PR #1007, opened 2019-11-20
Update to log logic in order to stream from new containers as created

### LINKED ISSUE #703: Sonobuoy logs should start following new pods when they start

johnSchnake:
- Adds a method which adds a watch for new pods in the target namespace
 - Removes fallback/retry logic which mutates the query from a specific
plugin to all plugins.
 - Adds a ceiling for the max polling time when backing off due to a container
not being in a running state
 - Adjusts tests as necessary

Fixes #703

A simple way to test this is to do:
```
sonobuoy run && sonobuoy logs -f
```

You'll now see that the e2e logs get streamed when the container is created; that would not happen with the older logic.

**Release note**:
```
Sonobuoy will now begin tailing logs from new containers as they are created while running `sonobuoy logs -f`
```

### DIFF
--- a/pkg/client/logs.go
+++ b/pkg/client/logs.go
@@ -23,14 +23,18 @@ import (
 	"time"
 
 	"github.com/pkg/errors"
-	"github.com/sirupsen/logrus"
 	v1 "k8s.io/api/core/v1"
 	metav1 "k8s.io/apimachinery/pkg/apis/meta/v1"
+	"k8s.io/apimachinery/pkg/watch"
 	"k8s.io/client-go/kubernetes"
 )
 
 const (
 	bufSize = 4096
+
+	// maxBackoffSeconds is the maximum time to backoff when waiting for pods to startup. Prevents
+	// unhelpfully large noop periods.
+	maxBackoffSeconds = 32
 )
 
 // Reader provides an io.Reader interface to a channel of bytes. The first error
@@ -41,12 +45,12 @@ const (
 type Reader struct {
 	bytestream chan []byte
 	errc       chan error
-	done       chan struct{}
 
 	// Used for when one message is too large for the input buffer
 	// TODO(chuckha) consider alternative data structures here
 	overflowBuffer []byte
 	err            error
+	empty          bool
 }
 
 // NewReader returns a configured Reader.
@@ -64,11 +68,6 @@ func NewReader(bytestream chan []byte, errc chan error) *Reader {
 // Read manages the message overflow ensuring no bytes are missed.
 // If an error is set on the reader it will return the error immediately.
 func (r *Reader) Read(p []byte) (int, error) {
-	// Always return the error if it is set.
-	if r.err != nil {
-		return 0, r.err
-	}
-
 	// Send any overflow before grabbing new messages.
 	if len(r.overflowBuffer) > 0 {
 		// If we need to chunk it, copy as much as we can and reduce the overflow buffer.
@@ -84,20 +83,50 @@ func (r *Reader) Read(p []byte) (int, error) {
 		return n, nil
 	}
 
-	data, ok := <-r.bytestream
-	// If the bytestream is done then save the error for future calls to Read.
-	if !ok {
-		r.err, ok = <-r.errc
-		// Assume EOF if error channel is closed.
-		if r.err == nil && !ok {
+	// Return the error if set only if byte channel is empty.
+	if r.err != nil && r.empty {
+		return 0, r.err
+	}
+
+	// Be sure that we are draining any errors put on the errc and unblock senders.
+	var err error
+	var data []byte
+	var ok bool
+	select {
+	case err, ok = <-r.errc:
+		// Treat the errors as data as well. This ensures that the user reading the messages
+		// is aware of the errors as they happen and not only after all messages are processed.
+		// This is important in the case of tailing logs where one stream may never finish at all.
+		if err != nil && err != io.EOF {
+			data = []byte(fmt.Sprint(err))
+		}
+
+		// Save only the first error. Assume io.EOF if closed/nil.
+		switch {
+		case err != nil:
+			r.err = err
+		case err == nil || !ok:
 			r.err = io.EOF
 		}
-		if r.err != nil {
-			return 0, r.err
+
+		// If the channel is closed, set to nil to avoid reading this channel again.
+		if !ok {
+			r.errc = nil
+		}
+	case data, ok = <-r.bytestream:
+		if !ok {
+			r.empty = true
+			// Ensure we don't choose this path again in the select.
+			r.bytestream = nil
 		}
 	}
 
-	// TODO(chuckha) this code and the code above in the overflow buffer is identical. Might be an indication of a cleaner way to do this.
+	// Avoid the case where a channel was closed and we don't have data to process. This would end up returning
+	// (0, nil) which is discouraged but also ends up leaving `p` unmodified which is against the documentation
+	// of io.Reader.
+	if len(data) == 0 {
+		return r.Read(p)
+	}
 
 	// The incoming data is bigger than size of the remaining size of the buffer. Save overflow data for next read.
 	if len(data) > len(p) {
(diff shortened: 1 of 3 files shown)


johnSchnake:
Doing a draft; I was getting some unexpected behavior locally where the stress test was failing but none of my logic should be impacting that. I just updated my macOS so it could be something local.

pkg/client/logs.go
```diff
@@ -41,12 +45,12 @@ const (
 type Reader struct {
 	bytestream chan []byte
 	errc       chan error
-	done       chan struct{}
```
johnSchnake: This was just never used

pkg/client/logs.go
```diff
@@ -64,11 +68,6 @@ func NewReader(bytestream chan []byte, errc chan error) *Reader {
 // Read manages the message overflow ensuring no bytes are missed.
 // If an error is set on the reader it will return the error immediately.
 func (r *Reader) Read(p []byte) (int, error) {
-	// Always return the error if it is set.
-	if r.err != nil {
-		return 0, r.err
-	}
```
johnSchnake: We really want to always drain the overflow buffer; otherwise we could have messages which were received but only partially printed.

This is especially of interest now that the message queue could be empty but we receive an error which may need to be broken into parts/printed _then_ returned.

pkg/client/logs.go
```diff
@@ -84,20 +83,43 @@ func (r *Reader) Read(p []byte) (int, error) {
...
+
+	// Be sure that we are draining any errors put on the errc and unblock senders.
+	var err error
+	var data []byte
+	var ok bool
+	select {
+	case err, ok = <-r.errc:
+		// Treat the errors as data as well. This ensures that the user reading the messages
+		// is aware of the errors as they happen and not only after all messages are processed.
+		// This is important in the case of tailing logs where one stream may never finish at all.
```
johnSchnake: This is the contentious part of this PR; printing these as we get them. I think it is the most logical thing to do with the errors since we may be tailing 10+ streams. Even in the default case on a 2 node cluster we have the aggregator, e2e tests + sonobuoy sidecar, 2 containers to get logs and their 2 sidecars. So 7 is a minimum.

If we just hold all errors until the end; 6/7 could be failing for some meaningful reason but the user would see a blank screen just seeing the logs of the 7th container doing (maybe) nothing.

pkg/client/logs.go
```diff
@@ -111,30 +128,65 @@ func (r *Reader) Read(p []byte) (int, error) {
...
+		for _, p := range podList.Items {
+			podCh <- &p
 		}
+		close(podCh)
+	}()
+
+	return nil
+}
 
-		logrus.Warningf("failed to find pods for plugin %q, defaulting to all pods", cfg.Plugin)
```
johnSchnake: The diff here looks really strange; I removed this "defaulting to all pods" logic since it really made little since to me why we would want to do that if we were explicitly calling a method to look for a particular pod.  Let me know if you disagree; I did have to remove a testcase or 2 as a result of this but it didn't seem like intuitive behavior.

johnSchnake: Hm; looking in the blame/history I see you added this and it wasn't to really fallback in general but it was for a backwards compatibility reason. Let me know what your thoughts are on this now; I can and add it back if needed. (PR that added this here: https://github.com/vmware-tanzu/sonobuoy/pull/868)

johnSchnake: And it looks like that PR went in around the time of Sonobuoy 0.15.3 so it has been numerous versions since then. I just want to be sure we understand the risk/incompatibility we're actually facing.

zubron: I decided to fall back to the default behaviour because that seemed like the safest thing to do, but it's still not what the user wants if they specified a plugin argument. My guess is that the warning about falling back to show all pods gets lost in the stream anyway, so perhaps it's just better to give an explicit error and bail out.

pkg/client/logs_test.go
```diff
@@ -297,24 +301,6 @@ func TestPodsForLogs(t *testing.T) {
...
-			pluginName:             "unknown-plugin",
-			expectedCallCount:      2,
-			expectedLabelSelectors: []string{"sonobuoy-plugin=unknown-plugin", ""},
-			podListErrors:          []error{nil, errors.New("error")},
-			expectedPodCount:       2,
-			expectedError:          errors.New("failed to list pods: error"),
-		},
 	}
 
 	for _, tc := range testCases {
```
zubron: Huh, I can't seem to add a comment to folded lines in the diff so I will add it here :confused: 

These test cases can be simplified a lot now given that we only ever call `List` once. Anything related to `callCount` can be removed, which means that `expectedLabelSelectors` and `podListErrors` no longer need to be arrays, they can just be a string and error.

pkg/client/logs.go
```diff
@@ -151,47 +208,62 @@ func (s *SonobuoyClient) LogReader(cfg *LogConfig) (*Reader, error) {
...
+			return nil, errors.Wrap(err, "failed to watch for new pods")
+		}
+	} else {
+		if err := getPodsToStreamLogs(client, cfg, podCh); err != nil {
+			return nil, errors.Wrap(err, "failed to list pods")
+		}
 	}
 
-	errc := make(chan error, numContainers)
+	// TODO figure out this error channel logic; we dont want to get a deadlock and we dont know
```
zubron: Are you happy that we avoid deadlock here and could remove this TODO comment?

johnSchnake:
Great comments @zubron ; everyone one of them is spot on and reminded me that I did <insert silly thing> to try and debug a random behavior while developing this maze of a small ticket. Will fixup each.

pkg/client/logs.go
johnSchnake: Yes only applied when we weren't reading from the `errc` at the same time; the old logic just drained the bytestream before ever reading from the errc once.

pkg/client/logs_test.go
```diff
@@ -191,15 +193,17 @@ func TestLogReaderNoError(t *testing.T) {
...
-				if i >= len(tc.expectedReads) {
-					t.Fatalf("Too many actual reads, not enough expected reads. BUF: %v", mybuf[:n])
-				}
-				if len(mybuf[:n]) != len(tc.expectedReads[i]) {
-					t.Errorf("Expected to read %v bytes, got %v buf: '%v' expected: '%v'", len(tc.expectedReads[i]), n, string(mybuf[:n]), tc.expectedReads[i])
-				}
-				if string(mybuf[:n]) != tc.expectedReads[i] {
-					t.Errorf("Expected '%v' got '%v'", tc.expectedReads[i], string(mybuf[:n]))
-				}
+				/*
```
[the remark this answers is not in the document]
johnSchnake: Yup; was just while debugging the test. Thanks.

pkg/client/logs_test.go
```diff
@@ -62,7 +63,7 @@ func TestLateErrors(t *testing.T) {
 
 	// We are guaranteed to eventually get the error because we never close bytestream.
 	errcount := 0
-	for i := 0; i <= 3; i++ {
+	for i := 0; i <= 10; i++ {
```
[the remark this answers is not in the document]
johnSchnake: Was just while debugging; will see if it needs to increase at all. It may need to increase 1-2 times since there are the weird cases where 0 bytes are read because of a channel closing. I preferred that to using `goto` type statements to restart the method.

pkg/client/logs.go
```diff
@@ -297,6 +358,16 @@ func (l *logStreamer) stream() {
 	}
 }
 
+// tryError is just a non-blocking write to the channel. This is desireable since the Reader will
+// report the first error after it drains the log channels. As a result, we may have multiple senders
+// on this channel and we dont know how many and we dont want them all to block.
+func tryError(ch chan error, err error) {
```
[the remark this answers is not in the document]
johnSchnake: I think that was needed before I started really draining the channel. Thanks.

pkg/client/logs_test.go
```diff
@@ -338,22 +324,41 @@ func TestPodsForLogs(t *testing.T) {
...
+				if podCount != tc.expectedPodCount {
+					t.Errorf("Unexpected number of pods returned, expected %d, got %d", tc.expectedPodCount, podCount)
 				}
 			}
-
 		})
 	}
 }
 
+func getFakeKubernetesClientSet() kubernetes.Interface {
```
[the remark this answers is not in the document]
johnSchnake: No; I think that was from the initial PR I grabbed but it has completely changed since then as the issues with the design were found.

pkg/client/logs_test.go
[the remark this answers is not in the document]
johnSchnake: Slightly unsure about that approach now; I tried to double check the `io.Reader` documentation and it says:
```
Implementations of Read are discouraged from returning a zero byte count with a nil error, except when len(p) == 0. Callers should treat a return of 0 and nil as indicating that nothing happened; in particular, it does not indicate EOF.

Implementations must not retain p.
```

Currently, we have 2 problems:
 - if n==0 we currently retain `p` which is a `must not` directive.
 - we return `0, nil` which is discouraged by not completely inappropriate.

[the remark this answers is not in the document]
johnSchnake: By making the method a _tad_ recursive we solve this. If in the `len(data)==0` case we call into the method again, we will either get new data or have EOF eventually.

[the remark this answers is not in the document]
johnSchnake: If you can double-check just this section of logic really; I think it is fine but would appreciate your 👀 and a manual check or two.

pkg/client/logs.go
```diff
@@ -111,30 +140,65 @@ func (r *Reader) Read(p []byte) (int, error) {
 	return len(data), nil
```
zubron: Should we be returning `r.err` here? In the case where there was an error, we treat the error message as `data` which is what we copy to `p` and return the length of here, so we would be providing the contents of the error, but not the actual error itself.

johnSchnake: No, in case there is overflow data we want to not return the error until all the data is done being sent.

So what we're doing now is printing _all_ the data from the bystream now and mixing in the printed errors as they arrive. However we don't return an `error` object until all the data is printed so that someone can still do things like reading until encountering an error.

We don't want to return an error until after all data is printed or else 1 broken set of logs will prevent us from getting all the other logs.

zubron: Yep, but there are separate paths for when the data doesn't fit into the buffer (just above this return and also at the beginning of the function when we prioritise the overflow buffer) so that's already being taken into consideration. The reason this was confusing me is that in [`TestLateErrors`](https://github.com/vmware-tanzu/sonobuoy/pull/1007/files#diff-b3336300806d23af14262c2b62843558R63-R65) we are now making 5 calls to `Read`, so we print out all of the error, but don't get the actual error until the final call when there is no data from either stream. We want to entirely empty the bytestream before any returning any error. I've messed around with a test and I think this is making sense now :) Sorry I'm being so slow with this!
________
Exercise prompt: Your response should hold the lines from the first line of the entries above through the line with "You'll now see", each retyped exactly, and nothing else.

Solved exercise:
PR #1007, opened 2019-11-20
Update to log logic in order to stream from new containers as created

### LINKED ISSUE #703: Sonobuoy logs should start following new pods when they start

johnSchnake:
- Adds a method which adds a watch for new pods in the target namespace
 - Removes fallback/retry logic which mutates the query from a specific
plugin to all plugins.
 - Adds a ceiling for the max polling time when backing off due to a container
not being in a running state
 - Adjusts tests as necessary

Fixes #703

A simple way to test this is to do:
```
sonobuoy run && sonobuoy logs -f
```

You'll now see that the e2e logs get streamed when the container is created; that would not happen with the older logic.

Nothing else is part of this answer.